Одолев смущение, Музыкант ответил:

– Я почему-то не удивлен увидеть вас здесь…

Ангел ухмыльнулся краями губ.

– Я Тебя тоже, парень... Внимательно посмотри вокруг – на место, послужившее Тебе колыбелью, и ставшее могилой. Здесь Ты познал горе и радость, любовь и разлуку, жизнь и смерть. Здесь Ты посвятил себя Музыке – она же и стала Твоим проводником. Возможно, это не самое красивое место на земле, но все же смотри на этот Город с благодарностью… Ты покидаешь его, и уже не вернешься назад.

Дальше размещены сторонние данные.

PR #80, opened 2022-10-15
Fix comment order

rhumbertgz:
The comment "// should be replaced by:" was pointing to the generated JS code instead of the refactored code. I just added the right comment for the generated JS code, and I moved the original comment to the right position


msujew (commented):
See my comment in https://github.com/langium/langium-website/pull/81. The documentation is correct as it is right now.

rhumbertgz:
Thanks for your explanation 👍

PR #83, opened 2022-10-17
Make playground visible for mobile devices

Lotes:


Lotes:
I reused an old branch. Maybe that is why the history is so long O.o

hugo/layouts/partials/langium-mobile-menu.html
```diff
@@ -3,21 +3,18 @@
 x-transition:enter-start="opacity-0 scale-95" x-transition:enter-end="opacity-100 scale-100"
 x-transition:leave="transition ease-in duration-100 transform"
 x-transition:leave-start="opacity-100 scale-100" x-transition:leave-end="opacity-0 scale-95"
-class="absolute top-0 inset-x-0 p-2 transform origin-top-right md:hidden">
+class="absolute inset-x-0 top-0 p-2 origin-top-right transform md:hidden">
```
montymxb, line 6: Is there a particular reason why the css classes have been reordered?

montymxb (commented):
Question about the css classes, beyond that the single navbar change looks good. If the classes don't need to be switched around, it would be nice to remove the extra changes in this PR. Although if they're needed, we can add them in too.

hugo/layouts/partials/langium-mobile-menu.html
Lotes: Good point! No it happens automatically on save...

Lotes: I disabled my Headwind extension. It was once required for another customer.

montymxb (approved):
Approved 🧙‍♂️

PR #243, opened 2026-07-22
perf(sft): optimize supervised data preparation

CjhHa1:
## Summary
- rebase the PR onto current `main` (`27be70b3`) and preserve current agent, audio, image, and video SFT behavior
- name the two data inputs symmetrically as `train_manifest_path` and `eval_manifest_path`
- make resume fail closed when the train manifest content, seed, or shuffle mode changes
- require an explicit validation split across all affected SFT recipes
- batch response tokenization, parallelize image loading, and overlap Qwen-VL CPU preprocessing with training
- add opt-in, fingerprinted caches for frozen eval-mode text conditions and deterministic VAE latents
- validate cache targets at construction, version the disk-cache schema, and reject unsafe cache requests
- reuse the existing `PhaseTimer` for train and eval phase breakdowns
- keep prefetch cursor updates O(batch), serialize eval against in-flight tokenizer work, and treat concurrent cache eviction as a miss

## Results
- SD3 frozen text cache: `1.20x` step speedup
- SD3 frozen VAE cache: `1.50x` step speedup
- BAGEL frozen VAE cache: `10.86x` second-epoch encode speedup with zero latent difference
- batched tokenizer: `3.41x` tokenizer-phase speedup
- parallel cold image loading: `3.51x` image-load speedup
- micro loss-weight batching and fused dispatch were measured and intentionally excluded

## Test Plan
- [x] Full repository pre-commit suite on rebased head
- [x] All 13 SFT recipes compose with `train_manifest_path`; all nine eval-policy-affected recipes resolve without an implicit train fallback
- [x] Focused CPU checks for lazy manifest-aware exact resume and epoch-crossing peek/commit equivalence without per-step reshuffles
- [x] Focused checks for batched tokenization, parallel image loading, eval/prefetch serialization, cache target validation, cache hits/invalidation, and concurrent cache eviction
- [x] Shared `PhaseTimer` integration on the first train step and eval phase metric emission
- [x] Final diff against `main` contains no test-tree changes
- [x] Original Qwen3 and Qwen-VL LoRA SFT smoke runs
- [x] Original SD3 text-condition and VAE-cache A/B runs
- [x] Original BAGEL VAE-cache A/B and one-step full SFT smoke
- [x] Original checkpoint-sidecar resume through the next optimizer step

## Compatibility / Risk
- `SupervisedDataSource.manifest_path` is renamed to `train_manifest_path`; every in-repository caller is migrated.
- Encoder caches remain opt-in and require an explicit cache fingerprint; cache requests for missing, trainable, or training-mode encoders fail during construction.
- Cache directories are explicit trusted training artifacts; cache files are loaded through PyTorch serialization.
- Evaluation no longer silently reuses the training manifest; it is disabled unless an eval manifest is explicit.
- Qwen-VL prefetch has one trainer-level opt-in and is enabled in the two Qwen-VL example recipes; builders without the capability are rejected.
- The measured GPU A/B and smoke results above are author-provided historical evidence; the current rebase pass is CPU/static validation.

### DIFF
--- a/examples/sft/bagel_agent_sft.yaml
+++ b/examples/sft/bagel_agent_sft.yaml
@@ -16,7 +16,7 @@
 # Env:
 #   BAGEL_PATH      HF id or local ckpt (default ByteDance-Seed/BAGEL-7B-MoT)
 #   SFT_DATA        train manifest (searchgen prepare_sft train.jsonl)
-#   SFT_EVAL_DATA   eval manifest (defaults to SFT_DATA — supply a real split!)
+#   SFT_EVAL_DATA   optional eval manifest (validation is disabled when unset)
 #
 # Download/cook guide: datasets/searchgen/README.md (manifests shared with qwen_vl_agent_sft).
 #
@@ -135,6 +135,6 @@ track_builder:
 
 data_source:
   _target_: unirl.data.sft.SupervisedDataSource
-  manifest_path: ${oc.env:SFT_DATA}
-  eval_manifest_path: ${oc.env:SFT_EVAL_DATA,${oc.env:SFT_DATA}}
+  train_manifest_path: ${oc.env:SFT_DATA}
+  eval_manifest_path: ${oc.env:SFT_EVAL_DATA,null}
   seed: 42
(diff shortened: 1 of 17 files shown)


nussejzz (approved):

nussejzz:
LGTM @CjhHa1

PR #237, opened 2026-07-21
fix(ci): skip fork review label writes

CjhHa1:
## Summary
- skip status-label mutation for fork-triggered `pull_request_review` runs, whose `GITHUB_TOKEN` is read-only
- preserve label synchronization for same-repository reviews and all existing `pull_request_target` events
- rely on GitHub's native `reviewDecision` to gate merges when the cosmetic fork label update is skipped

## Test Plan
- [x] run repository pre-commit checks on `.github/workflows/pr-status-labels.yml`
- [x] validate YAML and whitespace
- [ ] submit or dismiss a review on a fork PR after merge and confirm the label job is skipped rather than failed

PR #245, opened 2026-07-24
fix(ci): sync review labels for fork PRs

celve:
## Summary

- route pull request review events through an unprivileged collector so fork PRs no longer attempt label writes with a read-only `GITHUB_TOKEN`
- reconcile the live GitHub `reviewDecision` in a separate `workflow_run` job with narrowly scoped label-write permission
- preserve the existing `pull_request_target` lifecycle behavior and add a manual bulk reconciliation for already-stale open PR labels

Fork review runs currently fail with HTTP 403 after `pull_request_target` has added `need review`, leaving approved PRs mislabeled. The two-stage handoff passes only a validated PR number and never checks out or executes pull-request-controlled content.

## Related Issue

N/A (tracked as LIN-591).

## Test Plan

- `uvx --from pre-commit pre-commit run --files .github/workflows/pr-status-labels.yml .github/workflows/pr-review-event.yml .github/workflows/pr-review-status-labels.yml`
- `git diff --check upstream/main`
- parsed all three workflow files with PyYAML and ran `bash -n` against every embedded `run:` block
- ran a read-only reconciliation dry run against all open upstream PRs and confirmed the expected stale-label set
- End-to-end Actions run not performed; `pull_request_review` and `workflow_run` changes must exist on the default branch before they can be exercised.

## Compatibility / Risk

No application API, configuration, checkpoint, or data-format changes.

The privileged workflow has only `actions: read`, `pull-requests: read`, and `issues: write`; it consumes one validated numeric artifact and does not check out fork code. Manual dispatch intentionally reconciles all open PRs.

## Reviewer Notes

This supersedes #237. That PR suppresses failing fork writes but deliberately leaves review labels stale; this PR completes the privilege-separated label update instead.

Duplicate-work check found no other overlapping open PRs. Implemented with Codex assistance; the full staged diff and permission boundary were reviewed before publication.

## Checklist


leviking98z-rgb (dismissed):

.github/workflows/pr-review-status-labels.yml
```diff
@@ -0,0 +1,105 @@
...
+  workflow_dispatch:
+
+permissions:
+  actions: read
+  pull-requests: read
+  issues: write
+
+concurrency:
+  group: pr-review-status-labels
+  cancel-in-progress: false
```
leviking98z-rgb, line 18: This constant concurrency group can silently drop reconciliations for unrelated PRs. `cancel-in-progress: false` protects only the running job; GitHub retains at most one pending run in the default concurrency queue and replaces it when another run arrives. For example, while a bulk dispatch is running, approvals for PR A and then PR B leave only B pending, so A can remain mislabeled indefinitely. Please enable `queue: max`, remove the global serialization, or read and validate the artifact in a preparatory job and use a per-PR concurrency key for the mutation job. See: https://docs.github.com/en/actions/how-tos/write-workflows/choose-when-workflows-run/control-workflow-concurrency

.github/workflows/pr-review-status-labels.yml
```diff
@@ -0,0 +1,105 @@
...
+
+            draft=$(jq -r '.isDraft' <<<"$pr")
+            decision=$(jq -r '.reviewDecision // ""' <<<"$pr")
+            if [ "$draft" = "true" ]; then
+              target="wip"
+            else
+              case "$decision" in
+                APPROVED) target="approved" ;;
+                CHANGES_REQUESTED) target="changes requested" ;;
+                *) target="need review" ;;
```
leviking98z-rgb, line 68: This mapping conflicts with the retained `synchronize` transition in `pr-status-labels.yml` (lines 33-36). That workflow deliberately changes `changes requested` to `need review` after a push, while this code maps the still-live `CHANGES_REQUESTED` decision back to `changes requested` (the repository ruleset currently has `dismiss_stale_reviews_on_push: false`). A manual reconciliation or a COMMENTED review after the push therefore reverses the lifecycle transition, so the final label depends on which workflow runs last. Please choose one source of truth and apply it consistently in both workflows, ideally under the same per-PR serialization.

.github/workflows/pr-review-status-labels.yml
```diff
@@ -0,0 +1,105 @@
...
+
+            for label in "wip" "need review" "changes requested" "approved"; do
+              [ "$label" = "$target" ] && continue
+              if jq -e --arg name "$label" '.labels | any(.name == $name)' <<<"$pr" >/dev/null; then
+                encoded=$(jq -rn --arg label "$label" '$label | @uri')
+                gh api --method DELETE \
+                  "repos/$GITHUB_REPOSITORY/issues/$number/labels/$encoded" \
+                  >/dev/null
+              fi
+            done
```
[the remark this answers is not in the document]
leviking98z-rgb: Confirmed. A concrete failing interleaving is: this job snapshots `changes requested` and computes the target as `approved`; `pr-status-labels.yml` deletes that label first; this DELETE then receives 404; and `set -e` exits before `approved` is added. Please treat an already-absent label as a successful deletion (or selectively ignore 404), and re-read/retry if atomic reconciliation is required. Note that adding `|| true` alone does not resolve the separate cross-workflow state-machine race.

leviking98z-rgb (approved):

PR #246, opened 2026-07-24
fix: unblock bagel trainside load and surface worker OOMs instead of hanging

celve:
## Summary

Two fixes found while running `examples/unified_model/bagel_trainside_unigrpo.yaml` on a single 8-GPU node.

1. **`fix(bagel/vendor)` — flash-attn fallback stub.** When flash-attn is not installed, the vendored bagel fallback puts a bare `types.ModuleType("flash_attn")` in `sys.modules`. A bare module has `__spec__ = None`, so transformers' `importlib.util.find_spec("flash_attn")` availability probe raises `ValueError("flash_attn.__spec__ is None")` and crashes `BagelBundle` load — before the SDPA `flash_attn_varlen_func` fallback (the whole point of the stub) can be used. The stub now gets a real `ModuleSpec`, so on a box without flash-attn the intended SDPA path loads cleanly. (transformers still reports flash-attn *unavailable* via `importlib.metadata.version`, so it correctly stays on SDPA.)

2. **`fix(trainer)` — surface worker OOMs instead of a hung teardown.** A worker CUDA OOM (or any worker exception) re-raised on the driver by `ray.get` was swallowed: the training loop fell straight into `finally: _finish_wandb()`, whose `_wait_for_checkpoints()` does a *blocking* `ray.get` on the very workers the failure had just wedged in an NCCL collective — so teardown hung forever and the real traceback never printed. The only thing that eventually surfaced was a generic 30-minute `ProcessGroupNCCL` collective-timeout, pointing at comms rather than the real memory cause. Two changes:
   - the training loop logs the failure at the catch point (`Training loop aborted at rollout N`) and re-raises, so the cause is visible immediately;
   - `_finish_wandb` still *attempts* the best-effort checkpoint/weight-sync flush while an exception unwinds — a healthy crash (Ctrl-C, a driver-side error) still drains the in-flight async DCP save so the last checkpoint is not left half-written — but **bounds** it with ray's native `ray.get(refs, timeout=…)`. A wedged worker can't service the flush, so on timeout the `GetTimeoutError` is caught and logged and the primary exception is preserved and re-raised.

The PE trainer override is updated to accept and forward the same optional timeout, preventing the base teardown hook from raising `TypeError` on PE success or exception paths.

The bound is an optional `_ray_get_timeout` on the generic dispatch (`handle_fn`), popped before dispatch so it never reaches the worker method; it is applied only on the exception-teardown path (`UNIRL_TEARDOWN_FLUSH_TIMEOUT_S`, default 120s). Every other call passes no timeout and is byte-identical.

## Related Issue

LIN-590 (Linear).

## Test Plan

- Five focused regressions passed before their PR-added files were removed, covering reserved-kwarg stripping/timeout forwarding, fallback `ModuleSpec`, primary-exception preservation, and PE timeout compatibility. The final PR diff contains no test files.
- Targeted changed-file pre-commit suite and `git diff --check` passed.

Hardware/setup: 1×8 H20 (95 GiB/GPU), torch 2.11+cu129, single-node Ray, `celve/unirl @ LIN-590/main` (`66b546da`).

- **flash-attn stub fix** (venv without flash-attn): `importlib.util.find_spec("flash_attn")` returns a truthy spec and no longer raises; the SDPA `flash_attn_varlen_func` is injected, and `bagel_trainside_unigrpo` loads `BagelBundle` and runs a full rollout (previously crashed at bundle load).
- **trainer teardown fix** — reproduced a rank-0 CUDA OOM with `bash examples/run_experiment_single_node.sh unified_model/bagel_trainside_unigrpo num_devices=6 +devices_per_node=6 batch_size=6 sampling.ar.samples_per_prompt=4 sampling.ar.max_new_tokens=512 num_rollouts=2000 save_interval=100`, run with `UNIRL_TEARDOWN_FLUSH_TIMEOUT_S=45` so the bound is easy to observe:
  - **Before:** ~30 min silent hang (`gpu=[0,100,100,100,100,100,0,0]`), then only `[Rank N] Watchdog caught collective operation timeout: WorkNCCL(... OpType=_REDUCE_SCATTER_BASE ...)`.
  - **After (actual log):** `[unified_model][ERROR] Training loop aborted at rollout 0` + full `torch.OutOfMemoryError: CUDA out of memory. Tried to allocate 1.74 GiB. GPU 0 ...` (FSDP `foreach_reduce`) at `20:39:06`; the flush hits the bound exactly `45s` later at `20:39:51` → `[base][ERROR] Failed to flush checkpoint/weight-sync state during trainer teardown` caused by `ray.exceptions.GetTimeoutError: Get timed out`; the OOM re-raises as the fatal exception, `TRAIN_EXIT=1`, GPUs freed. No `Watchdog caught collective operation timeout` (exits at the bound, well before any NCCL timeout).
- `python -m py_compile` on the five changed production files passes.

## Compatibility / Risk

Low. No config, checkpoint, data-format, API, or resource-requirement changes.
- The trainer change only affects the exception-teardown path: it bounds a best-effort flush that runs **only when the process is already crashing**. On a healthy crash the flush still completes within the bound, so the last checkpoint is still saved; successful runs pass no timeout and are unchanged.
- The dispatch change is a new *optional* kwarg defaulting to `None` (unbounded); the PE override now preserves that contract for both of its backends.
- The flash-attn change only affects the no-flash-attn fallback path; with real flash-attn installed, `import_module("flash_attn")` succeeds and the stub branch is never taken.

## Reviewer Notes

- The trainer fix improves **observability** of a worker OOM; it does not change the memory footprint. `bagel_trainside_unigrpo` at `num_devices=6` still OOMs on GPU 0 (it sits at the ~95 GiB ceiling); actually fixing that (e.g. `PYTORCH_CUDA_ALLOC_CONF=expandable_segments:True` or `num_devices=8`) is a separate, config-level change intentionally not in this PR.
- **Why bound rather than skip:** an earlier revision skipped the flush entirely whenever any exception unwound, which would also drop the in-flight `dcp.async_save` on a *healthy* crash (Ctrl-C / driver error) and leave the last checkpoint partial. Bounding instead still drains when the workers are responsive and only gives up when one is wedged.
- **Relationship to existing teardown work:** #211 (merged) and #239 (draft, `AsyncDiffusionTrainer`) establish the `active_exception` "don't mask the primary exception during teardown" pattern and treat `BaseTrainer._finish_wandb` as the reference; those handle cleanup that *raises*. This PR extends the same `_finish_wandb` to the case where cleanup *hangs* — a blocking `ray.get` on a worker wedged in an NCCL collective — by bounding it.
- **Duplicate-work check (upstream):** no open PR fixes the flash-attn `__spec__` stub. #218 (draft, bagel vLLM-Omni) edits the same `vendor/__init__.py` but only its provenance docstring, not the executable stub — no functional overlap, minimal conflict risk.
- Follow-up worth considering (not in this PR): shorten the NCCL collective timeout and enable the flight recorder so *unforeseen* single-rank deaths also abort fast with a per-rank dump.
- A temporary `[LIN590]` diagnostic used during investigation is not part of this change.

## Checklist

- [x] I validated the guard paths, docs, and configs without retaining test files in the PR diff.


zzhuoxin1508:
Two issues:

1. **base.py: the skip fires on *any* in-flight exception, not just wedged workers.** `sys.exc_info()` is also truthy for KeyboardInterrupt or a driver-side error with perfectly healthy workers, and `_wait_for_checkpoints()` is the only place that drains an in-flight `dcp.async_save` — so with `checkpoint_async` enabled, a Ctrl-C after an interval save can now silently leave the last checkpoint partially written, where the old code drained it in seconds.

2. **vendor/__init__.py: the comment states the opposite of what the code does.** With a real `ModuleSpec`, `find_spec("flash_attn")` now returns a truthy spec ("installed"), not "absent" — transformers only reports absent because its probe also checks `importlib.metadata.version`. Any bare `find_spec(...) is not None` probe will now misreport flash-attn as available.

celve:
> Two issues:
> 
> 1. **base.py: the skip fires on _any_ in-flight exception, not just wedged workers.** `sys.exc_info()` is also truthy for KeyboardInterrupt or a driver-side error with perfectly healthy workers, and `_wait_for_checkpoints()` is the only place that drains an in-flight `dcp.async_save` — so with `checkpoint_async` enabled, a Ctrl-C after an interval save can now silently leave the last checkpoint partially written, where the old code drained it in seconds.
> 2. **vendor/init.py: the comment states the opposite of what the code does.** With a real `ModuleSpec`, `find_spec("flash_attn")` now returns a truthy spec ("installed"), not "absent" — transformers only reports absent because its probe also checks `importlib.metadata.version`. Any bare `find_spec(...) is not None` probe will now misreport flash-attn as available.

Thanks — both good catches, addressed:

1) base.py skip: agreed, skipping on every exception would drop the in-flight async save on a healthy Ctrl-C. Switched skip → bounded flush — still drains, but bounds the ray.get with a timeout (exception-path only, default 120s), so it only gives up when a worker is actually wedged; primary exception preserved.

2) vendor comment: fixed to note find_spec now returns a truthy spec (transformers still stays on SDPA via importlib.metadata.version).

Verified on 1×8 H20: the rank-0 OOM prints its full traceback and the job exits at the bound (~1 min) instead of the 30-min NCCL hang.

leviking98z-rgb (commented):
Reviewed the complete current diff after syncing `main`. The original teardown design now strips `_ray_get_timeout` before worker dispatch, applies it only to `ray.get`, preserves the primary exception when a flush times out, and leaves the success path unbounded. During review I found and fixed a compatibility blocker in `PETrainer`: its `_wait_for_checkpoints` override did not accept the new timeout keyword, which would have raised `TypeError` even on successful PE teardown; both trained sides now preserve the base contract. The flash-attn fallback also has a valid `ModuleSpec`. Verified: 5 targeted pytest cases passed, targeted pre-commit and py_compile passed, `git diff --check` is clean, and current lint/body/title/CodeCC checks are green. I found no remaining code-level blocker.

leviking98z-rgb (approved):

PR #249, opened 2026-07-24
fix(rollout/fastvideo): verify worker sigma schedule

### LINKED ISSUE #248: [Bug] FastVideo rollouts do not verify the worker-used sigma schedule
## Problem

The FastVideo rollout engine pins `RolloutReq.sigmas`, converts them to the
static-shift pre-image expected by FastVideo, and sends that schedule to the
worker. After generation, however, it ignores FastVideo's authoritative
`trajectory_timesteps` and constructs the latent segment using the original
requested sigmas.

If the worker changes, truncates, or otherwise transforms the schedule, UniRL
continues replaying the trajectory as though the requested schedule was used.
This can silently desynchronize rollout transitions from trainer-side log-prob
replay.

The other dedicated diffusion engines already verify their worker-echoed
schedules with `verify_engine_used_sigmas`.

## Evidence

The supported dependency is
`Zcchill/FastVideo@7fe1d7db9a0b8aebb46679e7924f597431f23665`.

In that revision:

- `TimestepPreparationStage` stores `scheduler.timesteps` in `batch.timesteps`.
- The WAN flow scheduler represents those values as
  `sigma * num_train_timesteps`.
- `DenoisingStage` records every loop timestep in
  `RLData.trajectory_timesteps`.
- The returned field has shape `[T]`; the terminal zero exists only in
  `scheduler.sigmas`.
- Collection is active whenever `RLData.enabled` is true, including replay
  mode where `collect_log_probs` is false.
- `MultiprocExecutor` returns `RLData` to UniRL.

UniRL currently consumes the returned trajectory but not its associated
timestep field.

## Expected behavior

FastVideo rollouts should fail before trainer replay when:

- the worker does not return `trajectory_timesteps`;
- the returned schedule has the wrong length;
- the returned schedule differs from `RolloutReq.sigmas`.

The adapter should account for FastVideo's representation by appending the
omitted terminal zero and letting the shared verifier normalize the
`num_train_timesteps` scale.

Invalid static-shift inversion inputs should also fail explicitly instead of
producing NaN or infinite wire values.

## Acceptance criteria

- Validate every FastVideo sample's returned schedule.
- Cover replay and native-logprob modes through the common `RLData.enabled`
  path.
- Reuse `verify_engine_used_sigmas`.
- Reject non-finite or non-positive shifts and invalid requested schedules.
- Preserve existing request, response, segment, and checkpoint formats.
- Run a WAN2.1 GPU smoke against the supported FastVideo revision when suitable
  hardware is available.

## Compatibility

The existing recipe already requires the supported FastVideo revision. Older
forks that do not return `trajectory_timesteps` should fail closed instead of
silently serving unverifiable trajectories.

morluto:
## Summary

FastVideo previously trusted the schedule pinned on `RolloutReq.sigmas` after
generation, even though the worker returns the timesteps its scheduler actually
used. A worker-side schedule change could therefore label a trajectory with the
requested sigmas and silently desynchronize trainer replay.

This change validates every returned sample with the repository's existing
`verify_engine_used_sigmas` helper. The FastVideo adapter:

- appends the terminal zero omitted from FastVideo's `[T]` echo;
- decodes both integer UniPC ticks and floating Euler timesteps with WAN21's
  model-owned `WAN21DiffusionStep.TIMESTEP_SCALE`;
- mirrors UniPC's integer truncation on the expected schedule before comparison;
- reads `scheduler.config.num_train_timesteps` whenever a generator is
  constructed or reconstructed through the executor's worker RPC; and
- requires every worker to report the same positive integer scale and requires
  that value to equal the WAN21 model contract.

`1000` is therefore defined once by the model path that conditions the WAN
transformer, rather than hard-coded inside the FastVideo adapter or inferred
from the sequence currently being verified. Worker metadata is an independent
consistency check, not a second source of truth.

The existing request-side SDE schedule generation and static-shift pre-image
logic are unchanged. The top-level `trajectory_timesteps` fallback remains
available when `RLData` does not carry the field.

## Related Issue

Fixes #248

## Test Plan

- `python -m py_compile unirl/models/wan21/diffusion.py unirl/rollout/engine/fastvideo/engine.py` — passed.
- `ruff format --check unirl/models/wan21/diffusion.py unirl/rollout/engine/fastvideo/engine.py` — passed.
- `ruff check unirl/models/wan21/diffusion.py unirl/rollout/engine/fastvideo/engine.py` — passed.
- `git diff --check` and full diff inspection — passed.
- Focused checks against FastVideo
  `7fe1d7db9a0b8aebb46679e7924f597431f23665` — passed:
  - real UniPC integer ticks `[1000, 833]` and real Euler floating timesteps
    round-trip to the expected normalized schedule;
  - a one-tick drift is rejected;
  - worker scales `500` and `4000`, worker disagreement, and an empty RPC result
    are rejected; and
  - the real scheduler metadata reader returns `1000`.
- End-to-end rollout/training smoke:

  ```bash
    --config-name diffusion/wan21/wan21_t2v_dancegrpo_fastvideo \
    num_devices=1 ++devices_per_node=1 num_rollouts=1 batch_size=1 \
    sampling.samples_per_prompt=2 sampling.num_inference_steps=2 \
    sampling.height=256 sampling.width=256 stack.num_updates_per_batch=1 \
    +enable_fsdp_offload=true +model_config.meta_init_transformer=true \
    backend.fsdp_cfg.activation_checkpointing=false \
    reward.backend._target_=fastvideo_smoke_reward.RampVideoRewardScorer \
    reward.backend.base_device=cpu \
    reward.backend.config._target_=fastvideo_smoke_reward.RampVideoRewardSpec \
    logging.report_to_wandb=false
  ```

  One NVIDIA H20 with `Wan-AI/Wan2.1-T2V-1.3B-Diffusers`, the recipe's
  `datasets/pickscore/train.txt` prompt source, and the FastVideo revision above.
  The worker reported
  `num_train_timesteps=1000 matches WAN21 model contract across 1 workers`,
  then completed one rollout and one optimizer update without a traceback
  (`ratio=1.0000±0.0000`).

No standalone unit-test file is included; the final change is the model
contract plus FastVideo wire adapter and worker metadata query, all exercised by
the focused checks and H20 smoke.

## Compatibility / Risk

No public configuration, checkpoint, request, response, or segment format
changes. WAN21's step kernel gains a public class constant for its existing
training-time timestep convention.

The existing WAN2.1 recipe already requires the FastVideo revision that returns
`RLData.trajectory_timesteps`. This change also relies on that pinned executor's
`collective_rpc` API and scheduler module. Missing metadata, invalid values,
worker disagreement, or a worker/model scale mismatch fail closed instead of
silently producing unverifiable rollouts.

Runtime cost is one small control-plane RPC per generator construction or wake,
plus one CPU schedule comparison per generated sample.

## Reviewer Notes

The representation boundary is:

- UniRL: normalized `[T+1]`, including terminal zero.
- WAN21 model conditioning: normalized sigma multiplied by the model-owned
  `TIMESTEP_SCALE` (`1000`).
- FastVideo UniPC: integer
  `trunc(sigma * scheduler.config.num_train_timesteps)` `[T]`, terminal omitted.
- FastVideo Euler: floating
  `sigma * scheduler.config.num_train_timesteps` `[T]`, terminal omitted.
- Worker scheduler scale: queried independently and required to match the model
  contract before generation.

SGLang's shared verifier behavior is unchanged. Its dynamic normalization
handles an echoed schedule's representation units; this FastVideo check also
enforces the stronger WAN21 worker/model contract because UniPC quantizes to
integer ticks.

The adapter remains private to FastVideo and delegates the final comparison to
the existing shared verifier. No new shared SDE API or duplicated verifier is
added.

No overlapping FastVideo or `trajectory_timesteps` issue or PR was found.
Issue #127 is the broader Video RL roadmap.

AI assistance was used for dependency investigation, implementation, review,
and draft preparation.

## Checklist


leviking98z-rgb:
Closing this PR in favor of a cleanly scoped replacement. Further investigation showed that accepting truncated integer UniPC timestep echoes masks a real rollout/replay precision mismatch. The replacement will make the UniRL sigma contract and a stateful UniPC step strategy authoritative, wire FastVideo through an engine adapter, preserve exact fail-closed schedule round-trip validation, and remove the integer-truncation and shift-preimage compatibility paths. This PR will not be merged as-is.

Музыкант обвел долгим взглядом свой покрытый туманом запыленный дом. Круглая площадь и Большой парк, собор св. Роха, клуб «Crimson», и еще десятки мест, твердо укрепившихся в памяти, и служивших некогда источником радости и печали. Он увидел первых работяг, сонно ковыляющих на трамвайную остановку, и желтый, похожий на длинную каракатицу трамвай, ползущий людям навстречу. Затем раздался одинокий вороний крик, а следом за ним, как за сигналом, одна за другой стали распахиваться двери подъездов – на Город обрушилось новое утро. При виде этого до боли знакомого пейзажа сердце Музыкант сжалось, и чтобы отогнать невеселые мысли, Он спросил Ангела:

– Как же я полечу – ведь у меня нету тех огромных штук, что машут за вашей спиной?

– Вот и ответ на Твой вопрос, – сказал Ангел, протягивая Музыканту Его флейту, подобранную на замерзшем асфальте. – Играй…

Тот неуверенно поднес свой инструмент к губам. Ему хотелось сыграть что-то торжественное, боевое, сообразное обстановке, но в итоге зазвучала чистая, словно облако, мелодия «Agnus Dei». Не успел Музыкант доиграть ее и до половины, как что-то странное стало происходить с Его телом: плечевые кости затрещали, а затем, разрывая плоть и ткань, наружу выбились крылья. Они были намного меньше, чем у Ангела, зато наполовину прозрачными. Каждое их перышко казалось настолько легким и воздушным, словно состояло из нот, живущих внутри самой Музыки.

Первый луч солнца брызнул из-за горизонта, и, пробившись сквозь бастионы туч, упал Ему на грудь. Музыкант озарился легким и счастливым смехом.

– Побереги дыхание, Антоний, – строго сказал Ангел, но и его уста улыбались. – Путь будет долгим.

– А куда же мы летим, мистер… Ангел?

– Меня зовут Аббадониэль, – был ответ. – Я Ангел раздо… Впрочем нет, просто Аббадониэль.

Ангел с надеждой посмотрел на Восток, туда, где всходило солнце, и с трепетом произнес:

– Наконец-то мы летим домой.

И два крылатых создания медленно и величаво, словно пара диковинных птиц, отделились от вершины городской телебашни и направились к горизонту, постепенно превращаясь в плывущие по небу точки.